Requirement:
Every line below that holds the string "cause" must be copied.

╔══

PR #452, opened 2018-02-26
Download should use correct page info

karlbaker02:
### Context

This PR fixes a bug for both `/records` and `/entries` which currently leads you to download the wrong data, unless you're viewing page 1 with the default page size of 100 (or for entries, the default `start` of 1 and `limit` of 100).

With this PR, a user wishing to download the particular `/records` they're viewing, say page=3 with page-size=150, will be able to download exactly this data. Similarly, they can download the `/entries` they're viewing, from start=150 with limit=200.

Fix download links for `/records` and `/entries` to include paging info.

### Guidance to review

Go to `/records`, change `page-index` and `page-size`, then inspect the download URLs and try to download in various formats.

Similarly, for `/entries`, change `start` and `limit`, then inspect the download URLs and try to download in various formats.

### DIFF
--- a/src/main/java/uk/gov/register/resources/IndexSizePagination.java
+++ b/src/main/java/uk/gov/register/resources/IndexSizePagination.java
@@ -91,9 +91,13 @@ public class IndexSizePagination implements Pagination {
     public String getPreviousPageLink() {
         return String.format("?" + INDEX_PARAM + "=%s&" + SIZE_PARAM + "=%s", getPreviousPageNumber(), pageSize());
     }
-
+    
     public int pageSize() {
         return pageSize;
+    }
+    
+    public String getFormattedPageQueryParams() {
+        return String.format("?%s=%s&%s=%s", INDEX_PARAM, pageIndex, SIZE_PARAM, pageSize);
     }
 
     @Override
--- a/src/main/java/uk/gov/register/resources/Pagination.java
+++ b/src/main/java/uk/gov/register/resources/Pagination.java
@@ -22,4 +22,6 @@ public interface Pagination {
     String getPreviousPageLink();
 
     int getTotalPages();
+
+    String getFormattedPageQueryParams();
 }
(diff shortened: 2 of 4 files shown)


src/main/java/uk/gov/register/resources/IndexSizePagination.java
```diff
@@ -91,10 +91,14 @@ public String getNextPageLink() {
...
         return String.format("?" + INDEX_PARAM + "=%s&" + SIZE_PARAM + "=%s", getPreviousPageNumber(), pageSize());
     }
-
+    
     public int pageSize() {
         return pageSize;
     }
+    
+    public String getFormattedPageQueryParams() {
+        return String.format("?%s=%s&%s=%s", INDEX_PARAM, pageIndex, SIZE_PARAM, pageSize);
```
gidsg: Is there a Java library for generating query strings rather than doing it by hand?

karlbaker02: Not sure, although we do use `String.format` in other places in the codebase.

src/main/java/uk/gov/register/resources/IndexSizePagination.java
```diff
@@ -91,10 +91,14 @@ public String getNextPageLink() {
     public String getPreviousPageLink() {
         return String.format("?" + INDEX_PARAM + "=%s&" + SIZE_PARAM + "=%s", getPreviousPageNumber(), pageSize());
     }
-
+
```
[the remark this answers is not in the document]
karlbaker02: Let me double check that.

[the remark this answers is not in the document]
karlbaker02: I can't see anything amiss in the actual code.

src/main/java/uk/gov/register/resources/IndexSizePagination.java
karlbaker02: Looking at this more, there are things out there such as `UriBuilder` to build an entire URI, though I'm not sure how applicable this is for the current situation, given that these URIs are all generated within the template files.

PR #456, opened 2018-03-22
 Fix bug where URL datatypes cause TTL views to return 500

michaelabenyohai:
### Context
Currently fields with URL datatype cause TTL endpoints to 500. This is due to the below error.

╚══

Task answer:
 Fix bug where URL datatypes cause TTL views to return 500
Currently fields with URL datatype cause TTL endpoints to 500. This is due to the below error.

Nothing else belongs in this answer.